Here’s a cool premise: it’s the year 2076, and the baby boomer generation is down to one last survivor, a guy named Martin McCrae! Well, if you like that, you might like this new novel by Latrobe, Pennsylvania’s Chris Rodell. The title tells the story but doesn’t begin to give it away: “The Last Baby Boomer: The Story of the Ultimate Ghoul Pool.”
A generation staring at itself in the mirror, baby boomers had always enjoyed the view. In the end, the world was so sick of them there was talk about hiring bounty hunters to track down the tired old remainders and shoot them off into deep space to fritter away their days angrily accusing one another of cheating at Euchre. But it was just rabble talk and one by one they all dried up and died off.
All except McCrae. And if you overlook the multitudes who were showing up to pray for his death, nobody wished him any ill. He’d enjoyed a life of spectacular failure exceeded only by dogged resilience. He’d never quit. He’d hit bottom more times than all but the most avid spankers, yet he always rose again.
And America took notice. He was as much a part of the nation’s character as Uncle Sam himself. That’s why they’d lodged him in a so-called “gallery suite” on the top floor of The Bolten Museum, a spectacular tourist attraction named after the 53rd president of the United States, a former TV and movie star. People would come from all over the world to visit McCrae at his multimedia exhibit, one that was so interactive contestants would sometimes leave with inadvertent gobs of spit dripping from their faces, unwelcome residue from the subject’s shouted declarations.
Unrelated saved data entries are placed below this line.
PR #439, opened 2017-10-12
Add Jenkins job to install and smash Pulp 3

Ichimonji10:
The new job is called `pulp-3-dev-{os}`. It can be run against Fedora 25
and 26. It can't be run against RHEL, as neither it nor the Ansible
playbooks it calls have logic for working with subscription manager.

### DIFF
--- a/ci/jjb/jobs/projects.yaml
+++ b/ci/jjb/jobs/projects.yaml
@@ -70,6 +70,14 @@
         - pulp-{pulp_version}-dev-{os}
 
 - project:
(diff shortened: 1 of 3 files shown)


Ichimonji10:
Tested on my local Jenkins instance against F25 and F26 slaves.

Ichimonji10:
I've updated this PR so that it correctly disables SELinux.

Ichimonji10:
This PR has been tested against our official Jenkins instance, and it works.

PR #443, opened 2017-10-19
Add jobs to smash koji pulp nightly repo

pcreech:
Add jobs to smash koji pulp nightly repo

### DIFF
--- a/ci/ansible/roles/pulp/tasks/main.yaml
+++ b/ci/ansible/roles/pulp/tasks/main.yaml
@@ -97,6 +97,17 @@
       gpgcheck: 0
   when: pulp_build == "nightly"
 
+- name: Setup Pulp nightly koji repository
+  template:
+    src: yum_repo.j2
+    dest: /etc/yum.repos.d/{{ item.key }}.repo
+  with_dict:
+    pulp:
+      name: Pulp Project repository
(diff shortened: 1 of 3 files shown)


ci/ansible/roles/pulp/tasks/main.yaml
```diff
@@ -97,6 +97,17 @@
...
 
+- name: Setup Pulp nightly koji repository
+  template:
+    src: yum_repo.j2
+    dest: /etc/yum.repos.d/{{ item.key }}.repo
+  with_dict:
+    pulp:
+      name: Pulp Project repository
+      baseurl: "http://koji.katello.org/releases/yum/pulp-nightly/pulp/{% if ansible_distribution == 'Fedora' %}fedora-{% endif %}$releasever/$basearch/"
+      gpgcheck: 0
```
ehelms: I'm curious why you don't use the `yum_repository` module here? Is it an older version of Ansible being used?

pcreech: I copy-pasted it from the other repo definitions in the file and modified it for koji's location.  Looks like ansible-2.4.0 is installed on the machines running the jobs, so conversion to yum_repository might be worth evaluating.

PR #247, opened 2025-09-29
feat: remove provierId from ServiceProviderInfo struct

### LINKED ISSUE #234: Remove providerId from ServiceProviderInfo struct
this does not belong in the struct itself. It is the key! We already have it whenever we lookup this struct!

_Originally posted by @wjmelements in https://github.com/FilOzone/filecoin-services/pull/209#discussion_r2377610965_
            

We want to remove this redundant field from storage. It can still be returned but it doesn't need to be stored.

Chaitu-Tatipamula:
# Remove providerId from ServiceProviderInfo struct

## Summary
Remove `providerId` from `ServiceProviderInfo` struct and introduce `ServiceProviderInfoView` as a view struct to return provider ID with provider info.

## Related Issue
Fixes #234

## Changes
- **Removed** `providerId` field from `ServiceProviderInfo` struct
- **Added** `ServiceProviderInfoView` struct with `providerId` field for external consumption
- **Updated** all getter functions to return `ServiceProviderInfoView`
- **Updated** tests and ABI definitions

## Files Modified
- `ServiceProviderRegistry.sol`
- `ServiceProviderRegistryStorage.sol` 
- `FilecoinWarmStorageService.sol`
- Test files and ABI

### DIFF
--- a/service_contracts/src/ServiceProviderRegistryStorage.sol
+++ b/service_contracts/src/ServiceProviderRegistryStorage.sol
@@ -25,16 +25,6 @@ contract ServiceProviderRegistryStorage {
         bool isActive;
     }
 
-    /// @notice Provider information for API returns
-    struct ServiceProviderInfoView {
-        uint256 providerId; // Provider ID
-        address serviceProvider; // Address that controls the provider registration
-        address payee; // Address that receives payments (cannot be changed after registration)
-        string name; // Optional provider name (max 128 chars)
-        string description; //Service description, ToC, contract info, website..
-        bool isActive;
-    }
-
     /// @notice Product offering of the Service Provider
     struct ServiceProduct {
         ProductType productType;
@@ -59,7 +49,7 @@ contract ServiceProviderRegistryStorage {
     /// @notice Combined provider and product information for detailed queries
     struct ProviderWithProduct {
         uint256 providerId;
-        ServiceProviderInfoView providerInfo;
+        ServiceProviderInfo providerInfo;
         ServiceProduct product;
     }
 
--- a/service_contracts/src/ServiceProviderRegistryStorage.sol
+++ b/service_contracts/src/ServiceProviderRegistryStorage.sol
@@ -23,7 +23,16 @@ contract ServiceProviderRegistryStorage {
         string name; // Optional provider name (max 128 chars)
         string description; //Service description, ToC, contract info, website..
         bool isActive;
-        uint256 providerId; // Unique identifier for the provider
+    }
+
+    /// @notice Provider information for API returns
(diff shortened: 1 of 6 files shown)


service_contracts/src/ServiceProviderRegistryStorage.sol
```diff
@@ -23,7 +23,16 @@ contract ServiceProviderRegistryStorage {
         string name; // Optional provider name (max 128 chars)
         string description; //Service description, ToC, contract info, website..
         bool isActive;
-        uint256 providerId; // Unique identifier for the provider
+    }
+
+    /// @notice Provider information for API returns
+    struct ServiceProviderInfoView {
```
wjmelements, line 29: I don't think this struct belongs in Storage.sol because it isn't related to storage. Put it into the ServiceProviderRegistry.

service_contracts/src/ServiceProviderRegistryStorage.sol
```diff
@@ -50,7 +59,7 @@ contract ServiceProviderRegistryStorage {
     /// @notice Combined provider and product information for detailed queries
     struct ProviderWithProduct {
         uint256 providerId;
-        ServiceProviderInfo providerInfo;
+        ServiceProviderInfoView providerInfo;
```
wjmelements, line 62: This doesn't need InfoView struct because it already has `providerId`.

service_contracts/src/ServiceProviderRegistryStorage.sol
```diff
@@ -23,7 +23,16 @@ contract ServiceProviderRegistryStorage {
...
+    }
+
+    /// @notice Provider information for API returns
+    struct ServiceProviderInfoView {
+        uint256 providerId; // Provider ID
+        address serviceProvider; // Address that controls the provider registration
+        address payee; // Address that receives payments (cannot be changed after registration)
+        string name; // Optional provider name (max 128 chars)
+        string description; //Service description, ToC, contract info, website..
+        bool isActive;
```
wjmelements, line 35: Let's reuse ServiceProviderInfo here, like
```
struct ServiceProviderInfoView {
    uint256 providerId;
    ServiceProviderInfo info;
}
```

wjmelements (changes requested):
My original thought was that this didn't need to be a breaking change, that we could keep the ABI the same. My opinion has changed for three reasons:
1. ProviderWithProduct had redundant providerId.
2. providerId fits more naturally at the beginning of the view struct.
3. Can nest the type ServiceProviderInfo inside ServiceProviderInfoView

I don't think it will be a hard set of changes in synapse-sdk and curio.

PR #249, opened 2025-09-29
perf(ServiceProviderRegistry): getProviderPayee helper for dataSetCreated

### LINKED ISSUE #248: perf(ServiceProviderRegistry): getProviderPayee helper for dataSetCreated
Separate task: We should make a helper to fetch only the payee. I think that's the only field we use from providerInfo here. It's not good to read all of this information from storage, including two strings, and then discard it.

_Originally posted by @wjmelements in https://github.com/FilOzone/filecoin-services/pull/247#discussion_r2388980803_
            

We want to make a helper to fetch the payee address for a service provider to reduce the access footprint of CreateDataSet. Currently we fetch the entire provider info when we only need the payee.

Chaitu-Tatipamula:
## Description

Implements a helper function to fetch only the payee address for service providers, reducing the access footprint of `CreateDataSet`.

## Problem

Currently, `FilecoinWarmStorageService.dataSetCreated()` calls `getProvider(providerId)` which reads the entire `ServiceProviderInfo` struct from storage, including expensive string fields (`name` and `description`), when only the `payee` address is needed.

## Solution

- **Added `getProviderPayee(uint256 providerId)`** in `ServiceProviderRegistry.sol`
  - Returns only the payee address directly from storage
  - Uses `providerExists` modifier for safety

- **Updated `FilecoinWarmStorageService.sol`**
  - Replaced `getProvider()` call with `getProviderPayee()` in `dataSetCreated()`
  - Eliminates intermediate struct creation and string reads

- **Added unit tests**
  - `testGetProviderPayeeReturnsCorrectAddress()` - verifies correct payee returned
  - `testGetProviderPayeeRevertsForInvalidProviderId()` - verifies revert behavior

Fixes #248

### DIFF
--- a/service_contracts/src/ServiceProviderRegistry.sol
+++ b/service_contracts/src/ServiceProviderRegistry.sol
@@ -484,6 +484,13 @@ contract ServiceProviderRegistry is
         return ServiceProviderInfoView({providerId: providerId, info: provider});
     }
 
+    /// @notice Get only the payee address for a provider
+    /// @param providerId The ID of the provider
+    /// @return payee The payee address
+    function getProviderPayee(uint256 providerId) external view providerExists(providerId) returns (address payee) {
+        return providers[providerId].payee;
+    }
+
     /// @notice Get product data for a specific product type
     /// @param providerId The ID of the provider
     /// @param productType The type of product to retrieve
--- a/service_contracts/abi/ServiceProviderRegistry.abi.json
+++ b/service_contracts/abi/ServiceProviderRegistry.abi.json
@@ -826,6 +826,25 @@
   },
   {
     "type": "function",
+    "name": "getProviderPayee",
+    "inputs": [
+      {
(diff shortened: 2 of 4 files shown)


service_contracts/src/ServiceProviderRegistry.sol
```diff
@@ -484,6 +484,13 @@ contract ServiceProviderRegistry is
         return ServiceProviderInfoView({providerId: providerId, info: provider});
     }
 
+    /// @notice Get only the payee address for a provider
+    /// @param providerId The ID of the provider
+    /// @return payee The payee address
+    function getProviderPayee(uint256 providerId) external view providerExists(providerId) returns (address payee) {
```
wjmelements, line 490: I think `providerExists` might also be suboptimal, but there are probably more urgent matters to fix

wjmelements (approved):

PR #263, opened 2025-10-06
feat: Automate fetching of USDFC contract ABI

pali101:
This change is a precursor to solve FilOzone/synapse-sdk#244. The SDK requires the full USDFC ABI to integrate features that use extensions like ERC-2612 and ERC-3009. This PR provides a reliable, automated way to source that ABI.

## Problem

Previously, we used a generic `ERC20` ABI which lacks support for the `ERC-2612` and `ERC-3009` specific extensions. This required manual ABI additions and could lead to discrepancies, blocking integration in `synapse-sdk`.

## Solution

- A new script, `tools/fetch-usdfc-abi.sh`, is added. It resolves the USDFC proxy address to its underlying implementation contract and fetches the correct ABI
- The `Makefile` is updated to integrate the script. The USDFC ABI can be fetched on-demand with make `abi/Usdfc.abi.json` and is also automatically updated with all other contracts when running `make update-abi`
- The most recent USDFC ABI has been checked in to reflect this change

This streamlines the process of keeping the ABI in sync with the deployed contract and ensures all necessary function definitions are available.

### DIFF
--- a/service_contracts/Makefile
+++ b/service_contracts/Makefile
@@ -5,6 +5,7 @@ RPC_URL ?=
 KEYSTORE ?=
 PASSWORD ?=
 CHALLENGE_FINALITY ?=
+USDFC_PROXY_ADDRESS ?= 0x80B98d3aa09ffff255c3ba4A241111Ff1262F045
 
 # Default target
 .PHONY: default
@@ -134,7 +135,7 @@ ABI_CONTRACTS := \
 	SessionKeyRegistry
 
 # Generate ABI file targets
-ABI_FILES := $(addprefix abi/,$(addsuffix .abi.json,$(ABI_CONTRACTS)))
+ABI_FILES := $(addprefix abi/,$(addsuffix .abi.json,$(ABI_CONTRACTS))) abi/Usdfc.abi.json
 
 # Define a template for ABI extraction; we use a template approach instead of
 # defining a global pattern rule because patterns for files that don't exist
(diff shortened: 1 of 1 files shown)


service_contracts/tools/fetch-usdfc-abi.sh
```diff
@@ -0,0 +1,85 @@
+#!/usr/bin/env bash
+
+#
+# Fetches the ABI for a Filecoin proxy contract's implementation and saves it.
+#
```
rvagg, line 5:
```suggestion
# Fetches the ABI for a Filecoin mainnet proxy contract's implementation and saves it.
#
```

service_contracts/tools/fetch-usdfc-abi.sh
```diff
@@ -0,0 +1,85 @@
...
+  die "Failed to fetch data for implementation contract."
+
+# 3. Extract, parse, and save the ABI.
+# This single command extracts the .abi string, parses it from a string into
+# clean JSON, and saves it. It will fail if any step is unsuccessful.
+echo "$IMPL_RESPONSE" | jq '.abi | fromjson' > "$OUTPUT_PATH" || {
+  # Clean up the potentially empty/corrupt file on failure.
+  rm -f "$OUTPUT_PATH" 2>/dev/null
+  die "Failed to parse ABI. The '.abi' field may be missing, null, or not valid JSON."
+}
```
rvagg, line 83: This should be more graceful - you could send it to a temporary file and then move it to OUTPUT_PATH, but the way this is now, a failure to fetch will leave you with a deleted ABI file in your repo.

BigLep:
@hugomrdias : what are the next steps here?

hugomrdias:
We discussed this and we will keep the static abi for ERC20 that we have already to avoid adding more moving parts.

Prior to his coma, they could talk to him, have their picture taken with him, listen to his colorful lies and try to mine some truth from all the fool’s gold spilling from his toothless mouth.
While all the others, everyone, had devoted themselves to living forever, by God, it looked like he was the only one who was going to have a real run at it. Living forever had been a national obsession. Eat right, don’t drink, don’t smoke, pop the right pills, and endure the self-torture that was daily exercise and you might escape death. So millions of healthy, strapping Americans led pristine, vice-free lives without blemish, profanity or flaw. In the end, that’s what killed them. As the perfect specimens grew older and cruel time began to inflict its bitter victories against their brittle bodies, there was nothing the doctors could do to save them.
In the old days the doctor could tell patients to lose weight, quit smoking, stop drinking, cut back on salt, drive carefully and pay the lady on their way out. But when the baby boomers got older all the doctors could say was, “I’m sorry. You’ve followed my best advice all your life and now there’s nothing I can do for you. Pay the lady on your way out.”
That’s why doctors were thrilled with McCrae. His whole life he’d drank, smoked, ate rich foods, swore, had unsafe sex with lusty Haitians and generally lived a life of happy dissolution. While others were killing themselves trying to live forever, he’d done as he pleased. Now it was coming back to haunt him.